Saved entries
Issue #733, opened 2016-08-16
Setting a property to the same value twice breaks setting the value via a linked attribute


bqx:
It looks like setting a property to the same value twice is setting the `syncingAttribute` flag to true, but not reaching the `attributeChangedCallback` where it sets the flag to false, because the attribute value is the same.

A fix would most likely involve checking that the new property value is not the same as the old one, and not setting the flag/trying to set the attribute if that is the case.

--- Work to complete ---
In the records above, which lines hold the string "attribute"? Copy each one.

--- Answer box ---
Setting a property to the same value twice breaks setting the value via a linked attribute
It looks like setting a property to the same value twice is setting the `syncingAttribute` flag to true, but not reaching the `attributeChangedCallback` where it sets the flag to false, because the attribute value is the same.
A fix would most likely involve checking that the new property value is not the same as the old one, and not setting the flag/trying to set the attribute if that is the case.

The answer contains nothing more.